I find it fascinating, it would seem the brain never stops processing the data it acquires. During the day, and during the night, it always runs learning jobs.
I agree with your thinking on learning, so I have nothing to add, but it doesn't sound like we were referring to the same thing. I'll try rephrasing, though I find this subject extremely hard to communicate effectively.
When you're looking at a red sheet of paper, reading the input in the form of a signal is not the only thing happening. The signal is definitely read and passed along to other brain circuitry for processing, but somehow another thing happens: the experience of red (which is what the other poster called "feeling"). This experience of red is fundamentally different from the experience of green or blue or from the complete absence of looking. This experience is what I was referring to.
This experience seems to happen without any prior knowledge or exposure to the color red. The first time you stumble upon red light, this experience of red arises. You can tell red from green by the marked difference in experiences, but you cannot explain this difference in words to someone who hasn't experienced red or green themselves.
How does this experience get created? Does any sensor (such as a camera) have such experiences? Why not?
I don’t know if you’re asking rhetorically or not, but the honest answer is we don’t know yet. Those sensory experiences are called “qualia” in philosophy and cognitive science and they are not well understood yet. You might enjoy the paper “What is it like to be a bat?” https://warwick.ac.uk/fac/cross_fac/iatl/study/ugmodules/hum...
Yes, it was rhetorical in an attempt to get the point across. I try to refrain from naming qualia when first explaining it. I've read Nagel's paper, but I haven't thought about it for some time so thanks for reminding me.
I usually see the Turing Test as a thought experiment for showing the irrelevance of qualia for AI, among other philosophical objections (e.g. Chinese Room).
> When a model is developed with more rigor, it can be openly critiqued.
Yes. And the models developed like this haven't solved the problems the current black box models have.
> we have models running across such massive datasets with so many degrees of freedom that we have no feasible way of isolating problems when we see or suspect certain conclusions are amiss. Instead, we throw more data at it or train the model around those edge cases.
There are ways being studied to check for sensitivity to parameters, biases, etc.

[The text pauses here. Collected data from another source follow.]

PR #1385, opened 2023-01-02
Change of logic in Monitor_nD for Banana shape

mads-bertelsen:
Before the component checked if the intersection position was on the top/bottom of the cylinder, yet this requires comparisons of doubles and the result of the intersection calculation has some error, making it flaky. Some rays leaving through the top/bottom of the cylinder were included in the results.

Updated to use the return value from the intersection function to identify whether or not to keep events.

Fix to issue #1381


willend:
Merging into master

But in the end, reality is difficult and there's no way of dealing with that, or "getting the right answer" every time
This is one of the reasons the scientific method blossomed: objectivity, rigor, transparency, reproducibility, etc. Black boxes can lead to bad decisions because it's difficult to question the process leading to decisions or highlight flaws in conclusions. When a model is developed with more rigor, it can be openly critiqued.
Instead, we have models running across such massive datasets with so many degrees of freedom that we have no feasible way of isolating problems when we see or suspect certain conclusions are amiss. Instead, we throw more data at it or train the model around those edge cases.

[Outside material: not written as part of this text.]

PR #1389, opened 2023-01-05
Update plotfuncs.py for numpy compatibility

jorobledo:
change np.float to float since np.float is deprecated.


willend:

To be clear, I'm not saying ANN/DNN models are bad, just that we need to understand what we're getting into when we use them and recognize effects that unknown error bounds may cause.

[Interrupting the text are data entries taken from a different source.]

PR #30, opened 2022-06-23
Detector package

orhoj:
## Purpose
Change the types packages to a helpers package that also contains the Concordium browser wallet API detector. This will be published a new package and then we can deprecate the types package. 

## Changes
- Renamed package.
- Added method for detecting the Concordium browser wallet API.
- Updated examples.
- Updated documentation.

## Checklist

      hard-to-understand areas.


packages/browser-wallet-api-helpers/README.md
```diff
@@ -56,16 +32,6 @@ detectConcordiumProvider()
...
-To include the injected types in the window object's type, one can include this package's `extend-window.d.ts` file when building.
-This can be acheived by adding the following to your project's `tsconfig.json` file:
-
-```json
-{
-    ...
-    "include": [..., "path/to/node_modules/@concordium/browser-wallet-api-types/extend-window.d.ts"]
-}
-```
-
```
soerenbf, line 68: Is this section not needed anymore, or why has this been removed? It's stated that "the package changes the type of the window object", but it doesn't change the type until you include this file (or its equivalent in the `/lib` folder).

I realize we want to push using the detector to get the api, but people might still be interested in this anyway?

packages/browser-wallet-api-helpers/webpack.config.js
```diff
@@ -0,0 +1,50 @@
...
+                        plugins: ['@babel/plugin-transform-runtime', '@babel/plugin-transform-modules-commonjs'],
+                    },
+                },
+            },
+        ],
+    },
+    output: {
+        filename: '[name].min.js',
+        path: path.resolve(__dirname, 'lib'),
+        library: 'concordiumApiHelpers',
```
soerenbf, line 46: Maybe `concordiumHelpers`, as the API injected is not accessible on `concordiumApi`, but just `concordium`?

packages/browser-wallet-api-helpers/README.md
orhoj: Søren and I discussed it yesterday and the conclusion was that advanced users would figure this out themselves. For MetaMask people define their own global window in their application when accessing it from window directly. They do not include it like this. 

But I should update the documentation.

packages/browser-wallet-api-helpers/webpack.config.js
orhoj: Works for me.

packages/browser-wallet-api-helpers/README.md
orhoj: I added a description for how to use `window.concordium` directly.

packages/browser-wallet-api-helpers/package.json
```diff
@@ -0,0 +1,35 @@
+{
+    "name": "@concordium/browser-wallet-api-helpers",
+    "version": "0.1.0",
+    "license": "Apache-2.0",
+    "packageManager": "yarn@3.2.0",
+    "main": "lib/index.js",
```
shjortConcordium, line 6:
```suggestion
    "main": "lib/index.js",
    "browser": "lib/concordiumHelpers.min.js"
```
At least is what I do in the web-sdk :shrimp:

shjortConcordium (approved):

PR #34, opened 2022-06-28
Account actions bar

soerenbf:
## Purpose

Adds a navigation bar to the bottom of the account, letting the user navigate to different account sections (send ccd, transaction log, etc.)

## Changes

- Added Account actions component.
- Added routes scoped to account page, which is what the navigation bar uses to change the account page content.

## Checklist

      hard-to-understand areas.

If, when the model fails to correctly classify a new data point, the result is your photo editing tool can't remove a background person properly... then so be it, no harm no foul. If the result is that the algorithm classified a face incorrectly with high certainty and lands someone in prison as a result (we're not there, yet) then we need to understand our method has potential unknown flaws and we should proceed carefully before jumping to conclusions.